The Chamber of Architects has called for an updating of regulations involving the building industry in the wake of Wednesday's collapse of an apartment block in Gwardamanġa and other earlier incidents.
The Kamra tal-Periti said the rate of construction accidents in Malta, whether resulting in damage to neighbouring properties, injury or even death, was unacceptable.
"The ever-increasing complexity of today’s buildings, compounded by the current frenzy of the industry to turn around projects as quickly as possible, urgently requires an immediate and major overhaul of the country’s building and construction regulatory processes.
"The current legislation in Malta is characterised by excessive fragmentation of responsibilities," it said.
For example, the Civil Code stated that “If a building or other considerable stone work erected under a building contract shall, in the course of 15 years from the day on which the construction of the same was completed, wholly or in part, or be in manifest danger of falling to ruin, owing to a defect in the construction, or even owing to some defect in the ground, the architect and the contractor shall be responsible therefore.”
But the Code did not establish clear lines of responsibility, and these were generally decided by the courts depending on the particular circumstances of each case.
Moreover, whereas architects had a professional warrant and were subject to a Code of Professional Conduct, contractors were not regulated at all.
"This is especially worrying when it comes to demolition and excavation contractors. The absence of a registration system means that anyone with demolition or excavation plant can carry out such works, without any basic training, technical knowledge, or insurance cover."
The absence of a registration system means that anyone with demolition or excavation plant can carry out such works, without any basic training, technical knowledge, or insurance cover
The Avoidance of Damage to Third Party Property Regulations placed the onus of enforcing the implementation of a works method statement drawn up by an architect on a site manager purposely appointed by the developer, and on the contractor executing the works.
One of the regulations stated that “professional responsibility for the method statement remains with the architect who prepares it, whilst ultimate responsibility for adhering to the method statement rests with the site manager and the contractor.”
But once again, the regulations did not establish minimum basic training or competences for site managers, not even as basic a requirement as literacy.
The regulations even allowed the developer to take on the role of site manager, in what was clearly a blatant conflict of interest sanctioned by the law.
"Indeed, if the developer fails to appoint a site manager, the regulations presume that the developer is ipso facto carrying the responsibilities of a site manager.

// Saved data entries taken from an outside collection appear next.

PR #1183, opened 2021-08-01
Add a getter for stbi__vertically_flip_on_load

laurelkeys:
Added a getter for the flag `stbi__vertically_flip_on_load`, so that we can restore it to its previous value after calling `stbi_set_flip_vertically_on_load()`, e.g.:
```c
int restore_flag = stbi_get_flip_vertically_on_load();

int x,y,n;
stbi_set_flip_vertically_on_load(true);
unsigned char *data = stbi_load(filename, &x, &y, &n, 0);

stbi_set_flip_vertically_on_load(restore_flag);
```

### DIFF
--- a/stb_image.h
+++ b/stb_image.h
@@ -521,6 +521,10 @@ STBIDEF void stbi_set_unpremultiply_on_load_thread(int flag_true_if_should_unpre
 STBIDEF void stbi_convert_iphone_png_to_rgb_thread(int flag_true_if_should_convert);
 STBIDEF void stbi_set_flip_vertically_on_load_thread(int flag_true_if_should_flip);
 
+// returns a non-zero value if images will be flipped vertically on load,
+// this can be changed with the stbi_set_flip_vertically_on_load function
+STBIDEF int stbi_get_flip_vertically_on_load(void);
+
 // ZLIB client - used by PNG, available for other purposes
 
 STBIDEF char *stbi_zlib_decode_malloc_guesssize(const char *buffer, int len, int initial_size, int *outlen);
@@ -1113,6 +1117,11 @@ STBIDEF void stbi_set_flip_vertically_on_load_thread(int flag_true_if_should_fli
                                          ? stbi__vertically_flip_on_load_local  \
                                          : stbi__vertically_flip_on_load_global)
 #endif // STBI_THREAD_LOCAL
+
+STBIDEF int stbi_get_flip_vertically_on_load(void)
+{
+   return stbi__vertically_flip_on_load;
+}
 
 static void *stbi__load_main(stbi__context *s, int *x, int *y, int *comp, int req_comp, stbi__result_info *ri, int bpc)
 {


nothings:
From reading it, I don't think this interacts correctly with the thread-local support.

laurelkeys:
I'm not really familiar with the use of thread-local variables, so I am sorry if this might not be a good example (code at the end).
Here I created a 1x2 image and launched 10 different threads that: 
1. save the current value of `stbi__vertically_flip_on_load`
2. set it to a new value based on whether the thread number is even or odd, then load the test image
3. check if the pixels are correctly flipped (or not), and that `stbi_get_flip_vertically_on_load()` returns the expected value
4. restores `stbi__vertically_flip_on_load`, and checks its value once again with `stbi_get_flip_vertically_on_load()`

Please let me know if there's some test case you have in mind.

---

Testing it on MSVC, GCC (MingW) and GCC on WSL2, I have gotten the results I expected (i.e. they all match):

image
image

---

```cpp
#include <cstdio>
#include <thread>

#include "stb/stb_image.h"

// @Note: test_image.png is an image with a (top) red pixel stacked on a
// (bottom) mid-gray pixel. Their values are: 0xff0000 and 0x808080.

#define RGB(pRGB) (((pRGB)[0] << 16) | ((pRGB)[1] << 8) | ((pRGB)[2] << 0))
#define TOP 0xff0000
#define BOTTOM 0x808080

void test_thread_local(int i, int set, int top, int bottom)
{
    int old = stbi_get_flip_vertically_on_load();
    stbi_set_flip_vertically_on_load_thread(set);

    int x, y, n;
    unsigned char *data = stbi_load("test_image.png", &x, &y, &n, 0);
    assert(x == 1 && y == 2 && n == 3);

    int get = stbi_get_flip_vertically_on_load();
    std::printf(" %d %s %d  |  %x   %x  |  %x   %x  (thread: %d)\n",
        set, ((set == get) ? "==" : "!="), get,
        top, RGB(data), bottom, RGB(data + 3), i);

    stbi_set_flip_vertically_on_load_thread(old);
    assert(stbi_get_flip_vertically_on_load() == old);
}

int main()
{
    std::printf("set  get |   top      top    |  bottom   bottom\n");

    std::thread threads[10]; // @Note: flip vertically on even threads.
    for (int i = 0; i < 10; ++i) {
        if ((i % 2) == 0) {
            threads[i] = std::thread(test_thread_local, i, /*set=*/1, BOTTOM, TOP);
        } else {
            threads[i] = std::thread(test_thread_local, i, /*set=*/0, TOP, BOTTOM);
        }
    }
    for (int i = 0; i < 10; ++i) threads[i].join();

    std::printf("           (actual) (expect) | (actual) (expect)\n");
}
```

nothings:
>     1. save the current value of `stbi__vertically_flip_on_load`
>     2. **set it to a new value based on whether the thread number is even or odd, then load the test image**
>     3. check if the pixels are correctly flipped (or not), and that `stbi_get_flip_vertically_on_load()` returns the expected value
>     4. restores `stbi__vertically_flip_on_load`, and checks its value once again with `stbi_get_flip_vertically_on_load()`

what function did you call in step 2?

laurelkeys:
> what function did you call in step 2?

I used `stbi_set_flip_vertically_on_load_thread()`, same for step 4.

I believe it should be ok to have a single "getter" implementation, since the macro `stbi__vertically_flip_on_load` is the value that is always being checked before calls to `stbi__vertical_flip()`.

nothings:
I agree it correctly produces the value that will get _used_, but it's not possible to correctly restore the state since you can't tell whether you're getting the global or the thread-local value if you're using a mix of set calls. It only works right if you only use the '_.thread()` setter.

Now, I don't think it makes much sense to use a mix of the set calls, but I'm not sure that a getter that exposes that underlying behavior in an awkward, unrecoverable way is really a good thing to commit to for all time. I would argue that it will be more effective to not use get.

First, an example. It is possible that at some future time we will provide a new API that takes additional parameters, and those parameters will include flags like `vertically_flip` whose value would be used directly, ignoring the globals. Most people would accept that this is a _better_ API, as it avoids complexities with e.g. thread local variables. In that situation, obviously `get` would have no utility since any value it could get would be ignored. There's no need to restore a hidden variable to its old value if the correct value is always supplied on every call.

However, you can _right now_ write code that behaves in the same way, by simply always calling `stbi_set_flip_vertically_on_load_thread()` explicitly before every call to `stbi_load()`. This will behave exactly the same as that future API. So if you do this, there's no need for a `get` function, by the same argument.

Due to the complexities of the thread local variables (which were written that way to preserve back-compatibility), a straightforward `get` implementation is possible but will not actually work correctly in all cases for saving/restoring the hidden variables, and there is (as far as I know) no other use for such a getter. Rather than try to engineer something that handles that complexity, we can dictate by fiat that those cases aren't important. But if can dictate that, we can just dictate "always set `vertically_flip` on every call if you ever set it".

laurelkeys:
> (...) It is possible that at some future time we will provide a new API that takes additional parameters, and those parameters will include flags like `vertically_flip` whose value would be used directly, ignoring the globals. Most people would accept that this is a _better_ API (...)
> (...) you can _right now_ write code that behaves in the same way, by simply always calling `stbi_set_flip_vertically_on_load_thread()` explicitly before every call to `stbi_load()` (...)

Totally agree! I'm already calling `stbi_set_flip_vertically_on_load()` before every call to `stbi_load()`, but this can "pollute the global state" when interacting with other code that doesn't do the same (e.g. the `vertically_flip` flags are false by default, so if I set it to true, some library function that also uses stb_image will behave incorrectly if it expects it to be false).

However, considering the need for backwards compatibility, I think it's best not to add this function to the API (as a function like you suggested above would be the optimal solution). Hence, I am closing the PR.

PR #1199, opened 2021-08-27
variable bt may be uninitialized: stbsp__int64 bt

mgood7123:


moon-chilled:
The warning is bogus.  It is misleading to initialise twice.

mgood7123:
> The warning is bogus. It is misleading to initialise twice.

oh :/

can this warning be silenced in some way?

PR #1204, opened 2021-09-08
Remove stb_perlin from tests

musicinmybrain:
Since `stb_perlin.h` was removed in https://github.com/nothings/stb/commit/59e7dec3e8bb0a8d4050d03c2dc32cf71ffa87c6, this PR removes it from the tests.


musicinmybrain:
Now that `stb_perlin` is back, this PR is no longer useful.

Issue #992, opened 2020-07-12
stb_ds crashes when inserting struct


srdjanstipic:
The following program crashes:

```c
#define STB_DS_IMPLEMENTATION
#include "stb_ds.h"

int main() {
  struct { char *key; int value;} *t = NULL, s = {"a", 1};
  sh_new_strdup(t);
  shputs(t, s);
  shfree(t);
  return 0;
}
```

nothings:
This is a known limitation that is missing from the documentation.  The "struct" form of the string hash APIs can't be used with the arena/strdup modes.

(The issue is that internally the hash table attempts to strdup() the key field, but then the final update operation for struct operations is to overwrite the entire struct with the passed-in structure.)

I'll look into having it assert if it's used incorrectly.

makuto:
This issue should be closed after PR #993, right? Or was there a reason it is kept open?

srdjanstipic:
Should be closed.

PR #1207, opened 2021-09-15
Fix temp_key being stale on shput key re-insert

makuto:
63e4ada98c0e7feff1eb00d55a4399599ae13d7b copied the found key to temp_key so it would be re-used when a matching entry is found. However, I failed to add this to the beginning of bucket to pos search, so it only failed in a relatively rare circumstance where that branch was being used.

This fixes problems where re-inserting an entry (e.g. to update its data) will create a new entry with an identical key.

See previous issue #992 and pull request #993.


makuto:
I was unsure how to re-use my existing branch after merging changes from master. If I need to create a new clone off master to remove those extra commits, I can do that.

PR #1208, opened 2021-09-16
Avoid sign-compare warning in stb_sprintf with GCC 7.5.0

Robyt3:
This avoids the warning/error "signed and unsigned type in conditional expression [-Werror=sign-compare]" with GCC 7.5.0 on Ubuntu 18.04.


gonzus:
Please count this as an endorsement for this PR. Thanks!

PR #1211, opened 2021-09-21
stb_truetype: added stbtt_ScaleForPixelWidth

mossx-dev:
Added a function to calculate the pixel width of a letter. This is done by getting the start of the line gap and subtracting it by the end. This is done exactly like stbtt_ScaleForPixelHeight with different offsets.


rygorous:
Code looks good, doc comments misleadingly mention height; I'll merge this with fixes when I next do a stb_truetype pass.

When two key players in the industry are not required to possess basic competence and are wholly unregulated, the public is exposed to unacceptably high and unnecessary risks
"When two key players in the industry are not required to possess basic competence and are wholly unregulated, the public is exposed to unacceptably high and unnecessary risks," the chamber warned.
It said that just two weeks ago, it held talks with the government on its detailed proposals for the regulation of the industry to bring it in line with other European countries. It will be making its proposals public in the coming days.
The chamber stressed that its comments did not refer to any case in particular.